## [Raw data]
● ● ● ● ● ● ●

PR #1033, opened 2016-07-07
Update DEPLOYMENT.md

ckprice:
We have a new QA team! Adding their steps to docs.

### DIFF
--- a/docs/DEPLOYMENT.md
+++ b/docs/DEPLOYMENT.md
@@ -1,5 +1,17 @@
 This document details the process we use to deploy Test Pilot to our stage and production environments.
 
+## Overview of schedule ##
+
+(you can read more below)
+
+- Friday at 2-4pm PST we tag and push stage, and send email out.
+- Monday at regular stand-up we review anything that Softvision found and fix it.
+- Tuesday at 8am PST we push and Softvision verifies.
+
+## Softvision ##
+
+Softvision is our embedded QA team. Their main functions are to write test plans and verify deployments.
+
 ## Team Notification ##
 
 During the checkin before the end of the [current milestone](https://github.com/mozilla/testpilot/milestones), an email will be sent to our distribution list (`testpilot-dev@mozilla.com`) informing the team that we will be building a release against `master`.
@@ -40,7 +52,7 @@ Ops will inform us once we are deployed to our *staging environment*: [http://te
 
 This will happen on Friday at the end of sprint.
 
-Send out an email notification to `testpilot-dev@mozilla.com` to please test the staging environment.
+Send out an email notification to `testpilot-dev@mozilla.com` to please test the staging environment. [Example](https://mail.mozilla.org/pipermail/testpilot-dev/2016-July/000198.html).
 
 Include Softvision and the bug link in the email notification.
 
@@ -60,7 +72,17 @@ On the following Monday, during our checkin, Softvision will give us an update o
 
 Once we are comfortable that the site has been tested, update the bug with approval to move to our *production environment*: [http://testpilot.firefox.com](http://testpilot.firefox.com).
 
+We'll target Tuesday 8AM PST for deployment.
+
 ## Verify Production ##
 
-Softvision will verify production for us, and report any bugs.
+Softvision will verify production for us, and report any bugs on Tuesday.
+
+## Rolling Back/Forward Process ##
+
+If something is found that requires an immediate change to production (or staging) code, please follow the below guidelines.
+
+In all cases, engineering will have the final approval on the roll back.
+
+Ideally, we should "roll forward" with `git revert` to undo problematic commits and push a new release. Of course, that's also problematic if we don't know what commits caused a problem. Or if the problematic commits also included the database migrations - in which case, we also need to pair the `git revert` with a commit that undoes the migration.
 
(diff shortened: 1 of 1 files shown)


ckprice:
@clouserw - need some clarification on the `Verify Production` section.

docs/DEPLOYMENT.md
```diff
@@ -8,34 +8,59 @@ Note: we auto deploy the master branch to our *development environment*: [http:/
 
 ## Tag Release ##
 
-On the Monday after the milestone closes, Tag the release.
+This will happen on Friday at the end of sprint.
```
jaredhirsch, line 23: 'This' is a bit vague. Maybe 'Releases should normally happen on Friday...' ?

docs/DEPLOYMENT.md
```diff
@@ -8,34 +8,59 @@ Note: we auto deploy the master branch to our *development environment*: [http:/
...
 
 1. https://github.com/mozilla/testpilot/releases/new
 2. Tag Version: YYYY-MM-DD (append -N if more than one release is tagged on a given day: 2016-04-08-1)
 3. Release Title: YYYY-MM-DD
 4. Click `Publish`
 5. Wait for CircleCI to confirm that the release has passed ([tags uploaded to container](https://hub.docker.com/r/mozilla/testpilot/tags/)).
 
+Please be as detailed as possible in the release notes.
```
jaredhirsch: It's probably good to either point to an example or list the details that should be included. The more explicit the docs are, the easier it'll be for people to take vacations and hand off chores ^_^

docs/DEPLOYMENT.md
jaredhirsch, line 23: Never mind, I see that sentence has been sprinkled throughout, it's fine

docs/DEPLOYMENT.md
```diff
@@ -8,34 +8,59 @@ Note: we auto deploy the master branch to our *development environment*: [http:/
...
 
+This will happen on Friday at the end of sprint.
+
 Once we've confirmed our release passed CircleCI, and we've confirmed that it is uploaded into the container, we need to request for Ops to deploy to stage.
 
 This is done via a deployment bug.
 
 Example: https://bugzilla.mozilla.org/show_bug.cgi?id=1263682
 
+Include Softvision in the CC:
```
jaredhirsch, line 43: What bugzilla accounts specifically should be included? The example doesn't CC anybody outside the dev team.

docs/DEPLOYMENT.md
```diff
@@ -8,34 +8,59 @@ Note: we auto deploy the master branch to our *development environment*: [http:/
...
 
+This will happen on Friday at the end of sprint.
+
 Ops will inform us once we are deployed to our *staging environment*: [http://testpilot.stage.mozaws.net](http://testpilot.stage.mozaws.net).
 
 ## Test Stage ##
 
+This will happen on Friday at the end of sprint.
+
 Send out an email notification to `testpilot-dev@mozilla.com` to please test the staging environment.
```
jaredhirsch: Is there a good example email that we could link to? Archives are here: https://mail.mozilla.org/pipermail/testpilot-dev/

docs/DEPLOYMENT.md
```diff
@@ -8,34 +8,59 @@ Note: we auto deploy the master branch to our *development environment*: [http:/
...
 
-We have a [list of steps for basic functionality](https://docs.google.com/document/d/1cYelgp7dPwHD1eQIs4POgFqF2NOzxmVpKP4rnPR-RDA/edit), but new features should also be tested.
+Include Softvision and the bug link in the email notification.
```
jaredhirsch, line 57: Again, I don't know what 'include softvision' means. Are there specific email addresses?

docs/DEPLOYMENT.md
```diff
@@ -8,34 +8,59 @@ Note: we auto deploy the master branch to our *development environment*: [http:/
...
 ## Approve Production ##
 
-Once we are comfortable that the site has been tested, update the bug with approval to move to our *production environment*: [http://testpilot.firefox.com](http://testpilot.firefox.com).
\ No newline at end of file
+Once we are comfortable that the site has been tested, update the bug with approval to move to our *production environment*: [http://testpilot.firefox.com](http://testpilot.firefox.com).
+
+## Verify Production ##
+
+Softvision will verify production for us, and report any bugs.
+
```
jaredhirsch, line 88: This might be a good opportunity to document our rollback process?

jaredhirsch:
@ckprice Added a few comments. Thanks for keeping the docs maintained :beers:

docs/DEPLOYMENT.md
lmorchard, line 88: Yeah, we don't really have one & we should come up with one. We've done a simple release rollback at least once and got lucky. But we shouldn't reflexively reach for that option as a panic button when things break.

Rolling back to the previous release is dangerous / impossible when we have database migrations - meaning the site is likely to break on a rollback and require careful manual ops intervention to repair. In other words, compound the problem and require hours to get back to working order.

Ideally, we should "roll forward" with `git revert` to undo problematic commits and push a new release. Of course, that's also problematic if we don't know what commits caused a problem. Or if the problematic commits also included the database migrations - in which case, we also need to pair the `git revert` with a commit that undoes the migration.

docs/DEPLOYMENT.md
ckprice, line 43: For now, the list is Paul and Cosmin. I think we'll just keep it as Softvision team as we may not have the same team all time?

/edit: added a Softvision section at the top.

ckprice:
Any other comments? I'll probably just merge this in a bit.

● ● ● ● ● ● ●

## [How to complete this task]
From the first line to the last, write out the data exactly.

## [Answer to this exercise]
PR #1033, opened 2016-07-07
Update DEPLOYMENT.md

ckprice:
We have a new QA team! Adding their steps to docs.

### DIFF
--- a/docs/DEPLOYMENT.md
+++ b/docs/DEPLOYMENT.md
@@ -1,5 +1,17 @@
 This document details the process we use to deploy Test Pilot to our stage and production environments.
 
+## Overview of schedule ##
+
+(you can read more below)
+
+- Friday at 2-4pm PST we tag and push stage, and send email out.
+- Monday at regular stand-up we review anything that Softvision found and fix it.
+- Tuesday at 8am PST we push and Softvision verifies.
+
+## Softvision ##
+
+Softvision is our embedded QA team. Their main functions are to write test plans and verify deployments.
+
 ## Team Notification ##
 
 During the checkin before the end of the [current milestone](https://github.com/mozilla/testpilot/milestones), an email will be sent to our distribution list (`testpilot-dev@mozilla.com`) informing the team that we will be building a release against `master`.
@@ -40,7 +52,7 @@ Ops will inform us once we are deployed to our *staging environment*: [http://te
 
 This will happen on Friday at the end of sprint.
 
-Send out an email notification to `testpilot-dev@mozilla.com` to please test the staging environment.
+Send out an email notification to `testpilot-dev@mozilla.com` to please test the staging environment. [Example](https://mail.mozilla.org/pipermail/testpilot-dev/2016-July/000198.html).
 
 Include Softvision and the bug link in the email notification.
 
@@ -60,7 +72,17 @@ On the following Monday, during our checkin, Softvision will give us an update o
 
 Once we are comfortable that the site has been tested, update the bug with approval to move to our *production environment*: [http://testpilot.firefox.com](http://testpilot.firefox.com).
 
+We'll target Tuesday 8AM PST for deployment.
+
 ## Verify Production ##
 
-Softvision will verify production for us, and report any bugs.
+Softvision will verify production for us, and report any bugs on Tuesday.
+
+## Rolling Back/Forward Process ##
+
+If something is found that requires an immediate change to production (or staging) code, please follow the below guidelines.
+
+In all cases, engineering will have the final approval on the roll back.
+
+Ideally, we should "roll forward" with `git revert` to undo problematic commits and push a new release. Of course, that's also problematic if we don't know what commits caused a problem. Or if the problematic commits also included the database migrations - in which case, we also need to pair the `git revert` with a commit that undoes the migration.
 
(diff shortened: 1 of 1 files shown)


ckprice:
@clouserw - need some clarification on the `Verify Production` section.

docs/DEPLOYMENT.md
```diff
@@ -8,34 +8,59 @@ Note: we auto deploy the master branch to our *development environment*: [http:/
 
 ## Tag Release ##
 
-On the Monday after the milestone closes, Tag the release.
+This will happen on Friday at the end of sprint.
```
jaredhirsch, line 23: 'This' is a bit vague. Maybe 'Releases should normally happen on Friday...' ?

docs/DEPLOYMENT.md
```diff
@@ -8,34 +8,59 @@ Note: we auto deploy the master branch to our *development environment*: [http:/
...
 
 1. https://github.com/mozilla/testpilot/releases/new
 2. Tag Version: YYYY-MM-DD (append -N if more than one release is tagged on a given day: 2016-04-08-1)
 3. Release Title: YYYY-MM-DD
 4. Click `Publish`
 5. Wait for CircleCI to confirm that the release has passed ([tags uploaded to container](https://hub.docker.com/r/mozilla/testpilot/tags/)).
 
+Please be as detailed as possible in the release notes.
```
jaredhirsch: It's probably good to either point to an example or list the details that should be included. The more explicit the docs are, the easier it'll be for people to take vacations and hand off chores ^_^

docs/DEPLOYMENT.md
jaredhirsch, line 23: Never mind, I see that sentence has been sprinkled throughout, it's fine

docs/DEPLOYMENT.md
```diff
@@ -8,34 +8,59 @@ Note: we auto deploy the master branch to our *development environment*: [http:/
...
 
+This will happen on Friday at the end of sprint.
+
 Once we've confirmed our release passed CircleCI, and we've confirmed that it is uploaded into the container, we need to request for Ops to deploy to stage.
 
 This is done via a deployment bug.
 
 Example: https://bugzilla.mozilla.org/show_bug.cgi?id=1263682
 
+Include Softvision in the CC:
```
jaredhirsch, line 43: What bugzilla accounts specifically should be included? The example doesn't CC anybody outside the dev team.

docs/DEPLOYMENT.md
```diff
@@ -8,34 +8,59 @@ Note: we auto deploy the master branch to our *development environment*: [http:/
...
 
+This will happen on Friday at the end of sprint.
+
 Ops will inform us once we are deployed to our *staging environment*: [http://testpilot.stage.mozaws.net](http://testpilot.stage.mozaws.net).
 
 ## Test Stage ##
 
+This will happen on Friday at the end of sprint.
+
 Send out an email notification to `testpilot-dev@mozilla.com` to please test the staging environment.
```
jaredhirsch: Is there a good example email that we could link to? Archives are here: https://mail.mozilla.org/pipermail/testpilot-dev/

docs/DEPLOYMENT.md
```diff
@@ -8,34 +8,59 @@ Note: we auto deploy the master branch to our *development environment*: [http:/
...
 
-We have a [list of steps for basic functionality](https://docs.google.com/document/d/1cYelgp7dPwHD1eQIs4POgFqF2NOzxmVpKP4rnPR-RDA/edit), but new features should also be tested.
+Include Softvision and the bug link in the email notification.
```
jaredhirsch, line 57: Again, I don't know what 'include softvision' means. Are there specific email addresses?

docs/DEPLOYMENT.md
```diff
@@ -8,34 +8,59 @@ Note: we auto deploy the master branch to our *development environment*: [http:/
...
 ## Approve Production ##
 
-Once we are comfortable that the site has been tested, update the bug with approval to move to our *production environment*: [http://testpilot.firefox.com](http://testpilot.firefox.com).
\ No newline at end of file
+Once we are comfortable that the site has been tested, update the bug with approval to move to our *production environment*: [http://testpilot.firefox.com](http://testpilot.firefox.com).
+
+## Verify Production ##
+
+Softvision will verify production for us, and report any bugs.
+
```
jaredhirsch, line 88: This might be a good opportunity to document our rollback process?

jaredhirsch:
@ckprice Added a few comments. Thanks for keeping the docs maintained :beers:

docs/DEPLOYMENT.md
lmorchard, line 88: Yeah, we don't really have one & we should come up with one. We've done a simple release rollback at least once and got lucky. But we shouldn't reflexively reach for that option as a panic button when things break.

Rolling back to the previous release is dangerous / impossible when we have database migrations - meaning the site is likely to break on a rollback and require careful manual ops intervention to repair. In other words, compound the problem and require hours to get back to working order.

Ideally, we should "roll forward" with `git revert` to undo problematic commits and push a new release. Of course, that's also problematic if we don't know what commits caused a problem. Or if the problematic commits also included the database migrations - in which case, we also need to pair the `git revert` with a commit that undoes the migration.

docs/DEPLOYMENT.md
ckprice, line 43: For now, the list is Paul and Cosmin. I think we'll just keep it as Softvision team as we may not have the same team all time?

/edit: added a Softvision section at the top.

ckprice:
Any other comments? I'll probably just merge this in a bit.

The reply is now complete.